What I've actually accomplished so far this weekend? Hung out with DH, loaded and ran the dishwasher, merged a rewritten scene into my WIP (but no actual new writing yet), did about half the laundry, went to brunch, got groceries, cooked dinner, and read about 150 pages of the Congress of Vienna book. Which looks pretty impressive now that I type it all out, but it's been pretty haphazard and interspersed with a lot of procrastination. And I haven't done a thing on the two items I consider most important--the beta read and producing new pages on the WIP.


-t - Sep 23, 2007 12:18:42 am PDT #6636 of 10001
I am a woman of various inclinations and only some of the time are they to burn everything down in frustration

In middle of the night non sequiter news, EW used the portmanteau "Gizzie" in reference to Grey's Anatomy.

Super ick.


vw bug - Sep 23, 2007 2:30:33 am PDT #6637 of 10001
Mostly lurking...

Yay for party success!

I slept for almost 12 hours last night. Craziness!


DavidS - Sep 23, 2007 5:50:08 am PDT #6638 of 10001
"Look, son, if it's good enough for Shirley Bassey, it's good enough for you."

Hac--how are things with EM's psycho-ex situation? Things calmed down with that?

He's not stalking her anymore, but she's basically had a functional breakdown. She's still out on leave and I'm afraid she's going to lose her job. She's having a hard time keeping her shit together.

She had a very traumatic experience when she was fourteen and this whole episode seems to have triggered a post-traumatic stress reaction. She had a blackout about a month ago, which is one reason her therapist and boss are holding her out from work still.

She's taking anti-anxiety drugs and anti-depressants. She's seeing a therapist twice a week, and also going to group therapy. She's doing yoga. She's still kind of a wreck.

Still, able to keep it together enough to host a birthday party of 11 year old boys, so not like she's rocking and mumbling in a corner. But when she's stressed she just loses it, breaks down.


Vortex - Sep 23, 2007 6:22:03 am PDT #6639 of 10001
"Cry havoc and let slip the boobs of war!" -- Miracleman

So not only do I look like an asshole for ignoring it and sending out a big "come have fun with me!" but half my friends can't come because they're doing that.
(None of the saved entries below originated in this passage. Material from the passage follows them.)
PR #7831, opened 2019-09-25
Correct condition to detect iteration many association

### LINKED ISSUE #5868: Iterate with fetch join in subquery
There are problem with query->iterate() method when using subquery with fetch join. E.g. there are a User and Group classes, User has a collection of group. When using query like SELECT u from User u WHERE u.id IN (SELECT DISTINCT u2.id from User u2 join u2.groups g WHERE g.name='Admin')
there are exception using iterate() method: Iterate with fetch join in class User using association groups not allowed.
But this query still return one row per User object, and there should be no problems with hydrating. 
It's possible to iterate using such queries?

peter-gribanov:
Maby fix #5868


peter-gribanov:
In its current form does not solve the problem.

I don't think you look like an asshole, you can just send an email saying that you confused the dates. No big, ,people understand.
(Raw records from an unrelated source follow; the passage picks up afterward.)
Issue #7841, opened 2019-09-30
SchemaTool generates extra diff for platforms without FK support


vpArth:
### Bug Report

SchemaTool generates extra diff for platforms without FK support(ex: SqlitePlatform)

|    Q        |   A
|------------ | ------
| BC Break    | no
| Version     | all

#### Summary

SchemaTool::getUpdateSchemaSql is never empty, because MetaData contains foreign keys adding, but SqlitePlatform has not support of them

Scrappy - Sep 23, 2007 6:35:48 am PDT #6640 of 10001
Life moves pretty fast. You don't stop and look around once in a while, you could miss it.

What Vortex said.

Hec--so sorry. I hope time and drugs and therapy help her get centered again.


DavidS - Sep 23, 2007 6:47:05 am PDT #6641 of 10001
"Look, son, if it's good enough for Shirley Bassey, it's good enough for you."

Hec--so sorry. I hope time and drugs and therapy help her get centered again.

Yeah, I think she has gotten a bit better since the stalking went away, but she's not particularly good at pulling her shit together. She'll probably get better over time, but I'm not sure if that job (which is a good one for her) will still be there by then.


Glamcookie - Sep 23, 2007 7:23:03 am PDT #6642 of 10001
I know my own heart and understand my fellow man. But I am made unlike anyone I have ever met. I dare to say I am like no one in the whole world. - Anne Lister

Damn, that's terrible. Sending good vibes her way.

BTW, were you able to check on the Avatar replay time? I tried using TV Guide but that site is worthless.